Is it already out there?

Too often inventors get frustrated when they pitch an idea and come to discover that the idea, or something nearly identical, is already out there. They often find that the idea is already patented. Practice patients before you pitch. Do a little research to find out if you really are the first to come up with the idea. The by-product will be a good understanding of what else is out there. Here are a few places you can search for products:

US Patent and Trademark Office – www.USPTO.gov
Global sourcing sites like Alibaba - http://www.alibaba.com/
Google – www.google.com
YouTube – www.YouTube.com

It is amazing what you can find in a simple Google search however today people post new products on YouTube hoping to find sales and distribution.

Will it sell?

Is your product really a good idea?
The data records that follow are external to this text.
PR #87, opened 2024-10-17
Add setuptools

antarcticrainforest:
Something has changed upstream with pip. intake-esm needs setup tools, but it's no longer part of the python packaging. So we install it here. In metadata-inspector the theme thing happened: https://github.com/conda-forge/metadata-inspector-feedstock/pull/9

### DIFF
--- a/freva-client/pyproject.toml
+++ b/freva-client/pyproject.toml
@@ -28,6 +28,7 @@ dependencies = [
 "requests",
 "intake_esm",
 "rich",
+"setuptools",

Ask yourself these questions to help determine this:

What is the problem that the product solves?
Does it save time, money or make life more fun?
What does this product promise to the user?
Will people other than you want and use it?
What is the main reason that people will want or need it?
Will the purchase price justify the benefit?
Where will people keep it when not in use?
Can it be manufactured for 1/5th of its selling price?
What claims can you make?
Can a third party validate the claims?

It is important to understand that for a product to be viable; it has to be something that people recognize will positively impact their life, can be manufactured and sold within the industry guidelines of sales and distribution and has claims that can be validated by a third party.

What’s next?

Evaluate commercial potential of your product of get a professional evaluation. Know the market, know the opportunity and know when to move on to the next idea. It is also important to stay within your area of expertise. If you are a good inventor but have never run a business, don’t try to do it alone unless you have money you are willing to lose. Align yourself with a license partner, distributor or marketing company that has the expertise the product needs to succeed.